[DATASET EXTRACT Boundary: Start]

PR #358, opened 2016-01-26
Encode UTF-8 strings to hex escapes in header files

gagern:
In https://github.com/htacg/tidy-html5/pull/347#issuecomment-175000633 @balthisar wrote:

[DATASET EXTRACT Boundary: End]

Make an exact copy of all the data.

SOLUTION
PR #358, opened 2016-01-26
Encode UTF-8 strings to hex escapes in header files

gagern:
In https://github.com/htacg/tidy-html5/pull/347#issuecomment-175000633 @balthisar wrote:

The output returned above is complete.